DATE: Monday, March 17, 1997 TAG: 9703170046 SECTION: LOCAL PAGE: B3 EDITION: FINAL SOURCE: BY MARIE JOYCE, STAFF WRITER LENGTH: 41 lines
A Jewish scholar who is an expert in international law says precedents favor Israel's claim to all of Jerusalem.
Harry Reicher made his points at a small gathering Sunday at Old Dominion University, part of the B'nai Israel Scholar-in-Residence Weekend, a three-day series of lectures and other events.
Control of Jerusalem, always a contentious issue, is particularly volatile these days.
Israel's government decided earlier this month to build housing for Jews on land in east Jerusalem. Palestinian leaders hope to establish their capital in east Jerusalem. They have said that Israel's leaders may end the peace process if they go ahead with the project.
Reicher traced the complex international legal history of the area from the end of World War I to the present.
A basic principal of international law, said Reicher, holds that an aggressor should not be rewarded, so an attacking state should not be allowed to keep territory gained in a war.

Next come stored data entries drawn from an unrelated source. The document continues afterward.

PR #4, opened 2017-06-15
Refactor get topic names and types

wjwwood:
Connects to ros2/ros2#361


wjwwood:
Example usage (with `talker` and `ros2 topic pub /chatter std_msgs/Int32 '{"data": "1"}'`):

```
% ros2 topic list -t
/chatter [std_msgs/Int32, std_msgs/String]
/parameter_events [rcl_interfaces/ParameterEvent]

% ros2 topic list -t --no-demangle
rt/chatter [std_msgs::msg::dds_::Int32_, std_msgs::msg::dds_::String_]
rt/parameter_events [rcl_interfaces::msg::dds_::ParameterEvent_]
```

dirk-thomas:
The new package should have a pep257 test (as in #5).

wjwwood:
> The new package should have a pep257 test (as in #5).

1c3d5b6

wjwwood:
e62767d handles the multiple types like so:

```
% ros2 topic echo /chatter
Cannot echo topic '/chatter', as it contains more than one type: [std_msgs/Int32, std_msgs/String]

% echo $?
1
```

I'll do an audit of all uses of the topic names and types to ensure it is being dealt with everywhere before putting these into review.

However, it is acceptable for the state which is defending itself to gain land in a war, since this punishes the aggressor and may discourage further attacks.

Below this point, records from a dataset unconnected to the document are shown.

PR #12, opened 2017-06-21
Improve executable selection

dirk-thomas:
The first commit removes the unused `node` argument from the signatures.

The second commit considers `PATHEXT` on Windows to allow calling e.g. `ros2 run demo_nodes_py talker` (rather than needing to type `ros2 run demo_nodes_py talker.exe`).

### DIFF
--- a/ros2run/ros2run/api/__init__.py
+++ b/ros2run/ros2run/api/__init__.py
@@ -15,7 +15,6 @@
 import os
 import subprocess
 
-from ros2cli.node.strategy import NodeStrategy
 from ros2pkg.api import get_prefix_path
 
 
@@ -31,7 +30,7 @@ class PackageNotFound(Exception):
         self.package_name = package_name
 
 
-def get_executable_paths(*, node, package_name):
+def get_executable_paths(*, package_name):
     prefix_path = get_prefix_path(package_name)
     if prefix_path is None:
         raise PackageNotFound(package_name)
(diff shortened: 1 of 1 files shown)


ros2run/ros2run/api/__init__.py
```diff
@@ -49,11 +49,21 @@ def get_executable_paths(*, node, package_name):
...
-        if os.path.basename(p) == executable_name}
+def get_executable_path(*, package_name, executable_name):
+    paths = get_executable_paths(package_name=package_name)
+    paths2base = {}
+    for p in paths:
+        basename = os.path.basename(p)
+        if basename == executable_name:
+            # pick exact match
+            paths2base[p] = basename
+        elif sys.platform == 'win32':
```
mikaelarguedas: out of curiosity if I have a `talker` and a `talker.exe` this will select `talker.exe` first and discard `talker`, is that correct?

dirk-thomas: No, if there is an exact match it will select that one (line 57-59). Only if not filenames with additional extensions according to `PATHEXT` are being considered.

So in your case if you call `<pkgname> talker` it will execute the file named `talker`.

mikaelarguedas: oh right, yeah I saw it the other way around, if I passed `talker.exe` it would pick that rather than trying to remove the extension and look for generic extension points without extension. But it does make a lot more sense as you described it :confounded:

For this reason, among others, Israel has a valid claim to Jerusalem, Reicher said.
The city was under international control until 1948, when Jordan seized half of Jerusalem. Israel gained control of the whole city in the Six-Day War of 1967, which erupted after a long build-up of tensions between the nation and Mideast neighbors.

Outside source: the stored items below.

PR #13, opened 2017-06-21
Removed node from call to get_executable path in ros2 run command,

allenh1:
see ros2/ros2cli#12.

### DIFF
--- a/ros2run/ros2run/command/run.py
+++ b/ros2run/ros2run/command/run.py
@@ -13,7 +13,6 @@
 # limitations under the License.
 
 from ros2cli.command import CommandExtension
-from ros2cli.node.strategy import NodeStrategy
 from ros2pkg.api import package_name_completer
 from ros2run.api import ExecutableNameCompleter
 from ros2run.api import get_executable_path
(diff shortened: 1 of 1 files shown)


ros2run/ros2run/command/run.py
```diff
@@ -45,7 +45,7 @@ def main(self, *, parser, args):
         with NodeStrategy(args) as node:
             try:
                 path = get_executable_path(
-                    node=node, package_name=args.package_name,
+                    package_name=args.package_name,
```
wjwwood: If you're removing node here, doesn't the `with NodeStrategy(args) as node:` above this become unused?

dirk-thomas:
The whole `with` block and the variable `node` need to go away.

allenh1:
@wjwwood good point, fixed to reflect the changes.

ros2run/ros2run/command/run.py
```diff
@@ -42,19 +42,18 @@ def add_arguments(self, parser, cli_name):
...
+                executable_name=args.executable_name)
+        except PackageNotFound:
+            raise RuntimeError(
+                "Package '{args.package_name}' not found"
+                .format_map(locals()))
+        except MultipleExecutables as e:
+            msg = 'Multiple executables found:'
+            for p in e.paths:
+                msg += '\n- {p}'.format_map(locals())
                 raise RuntimeError(msg)
```
allenh1: forgot to indent this line

dirk-thomas: Now this line is indented wrongly. It was on the same level as `for` before.

mikaelarguedas:
* Linux packaging [Build Status](http://ci.ros2.org/job/ci_packaging_linux/24/)

allenh1:
@dirk-thomas fixed -- should I rerun the CI?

However, Reicher said, legal theories must be tempered with political realities. Israeli and Palestinian officials had agreed to talk further about the future of Jerusalem, but recent disagreements have slowed progress.
Reicher lives in New York and teaches at the University of Pennsylvania. Before coming to the United States, he lived in Australia, where he was involved in several prominent cases. He argued the first court case in that country in which an injunction was granted to prevent an autopsy on a Jew.